▶ _Try it_: Every line of the material below needs to be written out exactly, please.

▶ _Dataset records_:
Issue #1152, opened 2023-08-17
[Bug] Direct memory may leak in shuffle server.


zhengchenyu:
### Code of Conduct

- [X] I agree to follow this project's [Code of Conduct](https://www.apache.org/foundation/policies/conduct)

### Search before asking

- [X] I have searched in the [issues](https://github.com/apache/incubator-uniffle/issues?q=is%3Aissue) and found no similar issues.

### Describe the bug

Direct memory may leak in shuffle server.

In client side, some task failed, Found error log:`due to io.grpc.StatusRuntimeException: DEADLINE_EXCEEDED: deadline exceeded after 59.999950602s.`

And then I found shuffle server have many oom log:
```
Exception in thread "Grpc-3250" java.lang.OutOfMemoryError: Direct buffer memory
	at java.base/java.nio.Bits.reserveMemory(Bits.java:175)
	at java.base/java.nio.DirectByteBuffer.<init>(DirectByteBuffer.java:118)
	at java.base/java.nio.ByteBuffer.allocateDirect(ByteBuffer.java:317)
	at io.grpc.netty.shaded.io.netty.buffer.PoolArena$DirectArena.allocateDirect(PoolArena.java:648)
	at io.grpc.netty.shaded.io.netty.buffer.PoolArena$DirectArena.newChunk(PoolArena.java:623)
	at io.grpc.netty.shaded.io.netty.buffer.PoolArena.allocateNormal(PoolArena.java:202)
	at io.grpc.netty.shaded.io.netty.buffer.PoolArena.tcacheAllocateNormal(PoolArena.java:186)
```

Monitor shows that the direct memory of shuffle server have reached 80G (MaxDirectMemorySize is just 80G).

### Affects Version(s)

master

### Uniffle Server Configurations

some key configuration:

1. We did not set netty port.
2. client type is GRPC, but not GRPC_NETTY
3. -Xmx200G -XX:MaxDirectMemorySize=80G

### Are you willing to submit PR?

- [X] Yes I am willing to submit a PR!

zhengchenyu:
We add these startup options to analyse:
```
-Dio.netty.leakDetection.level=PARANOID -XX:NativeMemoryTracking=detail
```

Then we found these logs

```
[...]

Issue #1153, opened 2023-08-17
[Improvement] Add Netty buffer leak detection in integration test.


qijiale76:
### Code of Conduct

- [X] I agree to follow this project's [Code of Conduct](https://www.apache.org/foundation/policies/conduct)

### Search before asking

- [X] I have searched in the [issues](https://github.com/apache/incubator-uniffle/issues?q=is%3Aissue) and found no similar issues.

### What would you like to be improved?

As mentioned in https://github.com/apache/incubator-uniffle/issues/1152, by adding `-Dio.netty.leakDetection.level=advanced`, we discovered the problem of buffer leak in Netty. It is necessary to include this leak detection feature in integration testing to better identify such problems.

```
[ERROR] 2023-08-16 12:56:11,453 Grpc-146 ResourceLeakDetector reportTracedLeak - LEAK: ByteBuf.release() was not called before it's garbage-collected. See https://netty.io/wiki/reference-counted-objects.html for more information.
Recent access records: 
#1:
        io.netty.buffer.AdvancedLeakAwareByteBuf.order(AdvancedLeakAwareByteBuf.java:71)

▶ _Solution to the exercise_:
Issue #1152, opened 2023-08-17
[Bug] Direct memory may leak in shuffle server.


zhengchenyu:
### Code of Conduct

- [X] I agree to follow this project's [Code of Conduct](https://www.apache.org/foundation/policies/conduct)

### Search before asking

- [X] I have searched in the [issues](https://github.com/apache/incubator-uniffle/issues?q=is%3Aissue) and found no similar issues.

### Describe the bug

Direct memory may leak in shuffle server.

In client side, some task failed, Found error log:`due to io.grpc.StatusRuntimeException: DEADLINE_EXCEEDED: deadline exceeded after 59.999950602s.`

And then I found shuffle server have many oom log:
```
Exception in thread "Grpc-3250" java.lang.OutOfMemoryError: Direct buffer memory
	at java.base/java.nio.Bits.reserveMemory(Bits.java:175)
	at java.base/java.nio.DirectByteBuffer.<init>(DirectByteBuffer.java:118)
	at java.base/java.nio.ByteBuffer.allocateDirect(ByteBuffer.java:317)
	at io.grpc.netty.shaded.io.netty.buffer.PoolArena$DirectArena.allocateDirect(PoolArena.java:648)
	at io.grpc.netty.shaded.io.netty.buffer.PoolArena$DirectArena.newChunk(PoolArena.java:623)
	at io.grpc.netty.shaded.io.netty.buffer.PoolArena.allocateNormal(PoolArena.java:202)
	at io.grpc.netty.shaded.io.netty.buffer.PoolArena.tcacheAllocateNormal(PoolArena.java:186)
```

Monitor shows that the direct memory of shuffle server have reached 80G (MaxDirectMemorySize is just 80G).

### Affects Version(s)

master

### Uniffle Server Configurations

some key configuration:

1. We did not set netty port.
2. client type is GRPC, but not GRPC_NETTY
3. -Xmx200G -XX:MaxDirectMemorySize=80G

### Are you willing to submit PR?

- [X] Yes I am willing to submit a PR!

zhengchenyu:
We add these startup options to analyse:
```
-Dio.netty.leakDetection.level=PARANOID -XX:NativeMemoryTracking=detail
```

Then we found these logs

```
[...]

Issue #1153, opened 2023-08-17
[Improvement] Add Netty buffer leak detection in integration test.


qijiale76:
### Code of Conduct

- [X] I agree to follow this project's [Code of Conduct](https://www.apache.org/foundation/policies/conduct)

### Search before asking

- [X] I have searched in the [issues](https://github.com/apache/incubator-uniffle/issues?q=is%3Aissue) and found no similar issues.

### What would you like to be improved?

As mentioned in https://github.com/apache/incubator-uniffle/issues/1152, by adding `-Dio.netty.leakDetection.level=advanced`, we discovered the problem of buffer leak in Netty. It is necessary to include this leak detection feature in integration testing to better identify such problems.

```
[ERROR] 2023-08-16 12:56:11,453 Grpc-146 ResourceLeakDetector reportTracedLeak - LEAK: ByteBuf.release() was not called before it's garbage-collected. See https://netty.io/wiki/reference-counted-objects.html for more information.
Recent access records: 
#1:
        io.netty.buffer.AdvancedLeakAwareByteBuf.order(AdvancedLeakAwareByteBuf.java:71)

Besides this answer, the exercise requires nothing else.